いざという時は突貫して兵を回収する作戦なのだ。
本来、大将である俺は陣の最後尾に位置するのであるが、俺には重要な役割が多いので陣の中央に配置されている。
桃仙術〈桃光付武〉に始まり、〈ソウルヒール〉などの治癒魔法を広範囲で発動する場合、中央に位置した方が都合が良いのである。
『皆、配置に着いたか?』
ソウルリンクで次々に配置完了の知らせが届く。前方には鬼の軍団。既にこちらの存在に気が付いている。
そして、俺の隣には何故かチゲの姿。
「ふきゅん!? チゲは、いもいもベースで待機って言っただろ?」
「うっきー!」
俺がそう言うと彼はいやんいやんと駄々をこねた。彼にしがみ付く炎楽も、きーきーと鳴いて駄々をこねる。
正直な話、チゲはこの戦いにはついてこれないと判断したのだ。チゲも、モモガーディアンズ一員であるが適材適所というものがある。彼には厨房で美味しい料理を作っていてほしかったのだが、どうやら俺を心配するあまり付いてきてしまったようだ。

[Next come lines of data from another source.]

PR #71, opened 2024-08-14
chore: Extend Openapi request builder

deekshas8:
Closes https://github.tools.sap/AI/gen-ai-hub-sdk-js-backlog/issues/70

- override the `.execute` and `.executeRaw`  methods in generated openapi clients. 
- update post generation script to change imports `@sap-cloud-sdk/openapi` -> `@sap-ai-sdk/core`

Reviewer Notes: 
- The generated client has a `.skipCsrfToken` method that the user can still and invoke, but it doesn't really do anything since we internally always set the fetch option to false. I am still looking into ways how we can hide this from users altogether.
- The pipeline breaks because a new version of SDK is not released yet


packages/core/src/http-client.ts
```diff
@@ -60,6 +60,7 @@ export async function executeRequest<D extends BaseLlmParameters>(
   requestConfig?: CustomRequestConfig
```
tomfrenken, line 60: not directly related to your change, but what do you think about changing the type "D" to "Data" or something more speaking?

tomfrenken:
I can see that the default-api.ts in the orchestration client is still using the "old" request builder, any thoughts on that?

scripts/update-imports.ts
```diff
@@ -0,0 +1,53 @@
...
+async function traverseDirectory(dirPath: string): Promise<void> {
+  const files = await fs.readdir(dirPath);
+
+  for (const file of files) {
+    const filePath = path.join(dirPath, file);
+
+    try {
+        const stat = await fs.stat(filePath);
+  
+        if (stat.isDirectory() && path.basename(filePath) !== 'schema') {
```
tomfrenken, line 32: Given the remaining purpose of the script, do you think it might be a little overkill to check if it's schema & index, or do you think the improved efficiency is worth the additional complexity? I don't really have a preference.

deekshas8:
> I can see that the default-api.ts in the orchestration client is still using the "old" request builder, any thoughts on that?

Actually this is not needed (and perhaps should be deleted pos generation?). I removed it manually for now.

tomfrenken (dismissed):
LGTM, only thing missing are the automation for removing the default-api & the export in the index file.

tomfrenken (approved):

「今から帰らせるわけにもゆくまい。チゲ、ここに来たからには覚悟を持っているのだな?」
桃先輩の言葉に頷くチゲ。その様子を見て俺は彼も漢であると認めざるを得なかった。ならば、頼りにさせてもらおうじゃないか。実際、俺よりも剣術の腕前は上だしな。
俺の流した涙は誰にも覚られることなく大地へと還ったという。がっでむ。
『覚悟はいいか!? 全軍……突撃!』
勇ましき雄叫びを上げ、俺たちは鬼の大群に向かって突撃を開始した。